A Compact Liquid Air Energy Storage Using Pressurized Cold Recovery With Enhanced Energy Density for Cogeneration Chen Wang, Xiaosong Zhang, Lu Xue, Xiaohui She



Liquid air energy storage (LAES) is promising for decarbonizing the power network. Fluids are popular as both cold recovery and storage media with the benefits of no additional heat exchangers and straightforward control strategy. Methanol and propane are required to work together as single fluid is not able to work in such a wide temperature range of 85-300 K. This leads to a four-tank configuration, making the cold storage bulky and complex. To address this issue, this paper investigates various fluids and it is found that their temperature range could be extended when they are under pressure (i.e., pressurized fluids). This makes it possible to recover and store the cold energy from liquid air by single pressurized fluid with a two-tank configuration. Therefore, a compact LAES configuration is proposed with pressurized propane (1 MPa) as an example for cold recovery and storage.

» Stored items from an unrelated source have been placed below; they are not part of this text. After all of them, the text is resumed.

PR #170, opened 2024-09-17
Add using `is_ready` safeguard to `get_endpoint` docstring

### LINKED ISSUE #169: Non-leader unit charm errors out on `tracing-relation-xx` event when integrated with Tempo over `tracing`
### Bug Description

Occasionally, in CI, When a charm X is deployed with multiple units and integrated with Tempo over `tracing`, the non-leader unit(s) could error out during `tracing-relation-xx` event, as its trying to access the charm's app databag to get the receivers requested.

This probably happens due to [this line](https://github.com/canonical/tempo-k8s-operator/blob/main/lib/charms/tempo_k8s/v2/tracing.py#L912) when Tempo hasn't yet published the endpoints requested by the requirer charm X, but the charm X is trying to get the endpoint and when it doesn't find them in Tempo's app databag, it tries to load its own app databag to check the receivers it has requested.

### To Reproduce

Deploy a multi-unit charm and integrate it with Tempo over `tracing`.
It **occasionally** happens. 

### Environment

microk8s: MicroK8s v1.28.13 revision 7206
juju: 3.4.5-genericlinux-amd64

### Relevant log output

```shell
Check additional context
```

### Additional context

Screenshot from 2024-09-17 09-35-11
image

michaeldmitry:
## Issue
Fixes #169 

## Solution
Add documentation to use the `is_ready` safeguard before `get_endpoint` to prevent permission denied exceptions due to non-leader units trying to access local app databags.

### DIFF
--- a/lib/charms/tempo_k8s/v2/tracing.py
+++ b/lib/charms/tempo_k8s/v2/tracing.py
@@ -906,7 +906,7 @@ class TracingEndpointRequirer(Object):
 
         It could happen that this function gets called before the provider publishes the endpoints.
         In such a scenario, if a non-leader unit calls this function, a permission denied exception will be raised due to
-        unauthorized access to the local app databag. To prevent this, this function needs to be guarded by the `is_ready` check.
+        restricted access. To prevent this, this function needs to be guarded by the `is_ready` check.
 
         Raises:
         ProtocolNotRequestedError:
--- a/lib/charms/tempo_k8s/v2/tracing.py
+++ b/lib/charms/tempo_k8s/v2/tracing.py
@@ -107,7 +107,7 @@ LIBAPI = 2
 
 # Increment this PATCH version before using `charmcraft publish-lib` or reset
 # to 0 if you are raising the major API version
-LIBPATCH = 9
+LIBPATCH = 10
 
 PYDEPS = ["pydantic"]
 
@@ -902,7 +902,16 @@ class TracingEndpointRequirer(Object):
     def get_endpoint(
         self, protocol: ReceiverProtocol, relation: Optional[Relation] = None
     ) -> Optional[str]:
-        """Receiver endpoint for the given protocol."""
+        """Receiver endpoint for the given protocol.
+
+        It could happen that this function gets called before the provider publishes the endpoints.
+        In such a scenario, if a non-leader unit calls this function, a permission denied exception will be raised due to
+        unauthorized access to the local app databag. To prevent this, this function needs to be guarded by the `is_ready` check.
+
+        Raises:
+        ProtocolNotRequestedError:
+            If the charm unit is the leader unit and attempts to obtain an endpoint for a protocol it did not request.
+        """
         endpoint = self._get_endpoint(relation or self._relation, protocol=protocol)
         if not endpoint:
             requested_protocols = set()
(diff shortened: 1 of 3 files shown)


mmkay (approved):

lib/charms/tempo_k8s/v2/tracing.py
```diff
@@ -902,9 +902,19 @@ def _get_endpoint(
...
+
+        Raises:
+        ProtocolNotRequestedError:
+            If the charm unit is the leader unit and attempts to obtain an endpoint for a protocol it did not request.
+        """
         endpoint = self._get_endpoint(relation or self._relation, protocol=protocol)
         if not endpoint:
+            # non-leader units cannot access local app databag
+            if not self._charm.unit.is_leader():
+                # if its a racing condition, we can return None until the provider publishes the endpoint in a later event.
```
PietroPasotti, line 915:
```suggestion
                # if its a race condition, we can return None until the provider publishes the endpoint in a later event.
```
Also it's not clear to me what is racing with what?

lib/charms/tempo_k8s/v2/tracing.py
```diff
@@ -902,9 +902,19 @@ def _get_endpoint(
...
+        """Receiver endpoint for the given protocol.
+
+        Raises:
+        ProtocolNotRequestedError:
+            If the charm unit is the leader unit and attempts to obtain an endpoint for a protocol it did not request.
+        """
         endpoint = self._get_endpoint(relation or self._relation, protocol=protocol)
         if not endpoint:
+            # non-leader units cannot access local app databag
+            if not self._charm.unit.is_leader():
```
PietroPasotti, line 914: It's always a of a trade-off, but I wonder if in this case it wouldn't be better to raise an exception if we are not the leader and force the caller to guard instead.
Reason is that the caller should be aware that only leaders can see the endpoints, and now if this call returns None, we don't know if it's because there is no endpoint (yet) or because we're not allowed to see it.

lib/charms/tempo_k8s/v2/tracing.py
michaeldmitry: if the requirer tries to get the endpoint before the provider publishes it

lib/charms/tempo_k8s/v2/tracing.py
michaeldmitry: hmmm good point
but, will it make a difference to know the reason why we got None? If there's an issue with the protocol sent, you'll still get notified, as the leader will crash. 

In the case of the non-leader, having None will atleast not break just because of a race condition. Another reason for me is that its not quite easy to catch the issue in terms of how often it'd happen. 

Its 50 50 for me :D

lib/charms/tempo_k8s/v2/tracing.py
PietroPasotti: ah, ok, I don't usually think of those as race conditions but "just juju", but I guess technically they are :)

lib/charms/tempo_k8s/v2/tracing.py
PietroPasotti: Well presumably the user will unittest this, and if you don't set leader, you'll get an error as soon as you call get_endpoint, and you'll know you need a guard. Which by the way, is what happens already, only now you would get a better error.
So I think it's more in line with the current behaviour to keep raising if you're calling this without leadership

michaeldmitry: I'll keep the existing behavior, but will include more info about this in the docstring of the function

PR #172, opened 2024-09-25
disable tracing instead of raising if cert not provided but endpoint is https

PietroPasotti:
problem: 
relate tempo with self-signed certs before you relate traefik to self-signed certs, and traefik will error out before it has any chance to process certificates relation event.

This will also make charm tracing behave more conservatively and avoid at all costs to put the host charm in error state (idea which we previously considered and rejected)


mmkay (approved):
A bit of tests might be beneficial, but the changes look good.

PietroPasotti:
included in https://github.com/canonical/tempo-coordinator-k8s-operator/pull/51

A new concept of cold storage density is discussed for the first time to show how much cold energy is stored per unit. The Simulation results show that the proposed LAES system increases the volumetric cold storage density by ~52%, saves the capital cost of cold storage by 37%, and shortens the simple payback period of the system by 1.13-67.72%, compared with the traditional LAES system with fluids-based cold storage. This study will provide a feasible way to simplify the LAES system and improve the economic benefits.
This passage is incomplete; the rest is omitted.